**WHAT THE EXERCISE ASKS**
What you return must match the records below exactly, down to each character.

####################

PR #4898, opened 2018-08-26
[Contributing] Update Alpha doc

codeman7:
Update alpha_components.md so that future contributors don't get stuck on imports. The import statements can't follow the standard convention if they are in the MaterialComponentsAlpha phase then a component will need to import `MaterialComponentsAlpha` instead of `MaterialComponents`.


jverkoey (commented):
Why’d we close this PR?

codeman7:
I didn't think it fixed my issue but I guess I had to update the podspec in the unit test as well.

jverkoey (approved):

####################

**WRITTEN SOLUTION**
PR #4898, opened 2018-08-26
[Contributing] Update Alpha doc

codeman7:
Update alpha_components.md so that future contributors don't get stuck on imports. The import statements can't follow the standard convention if they are in the MaterialComponentsAlpha phase then a component will need to import `MaterialComponentsAlpha` instead of `MaterialComponents`.


jverkoey (commented):
Why’d we close this PR?

codeman7:
I didn't think it fixed my issue but I guess I had to update the podspec in the unit test as well.

jverkoey (approved):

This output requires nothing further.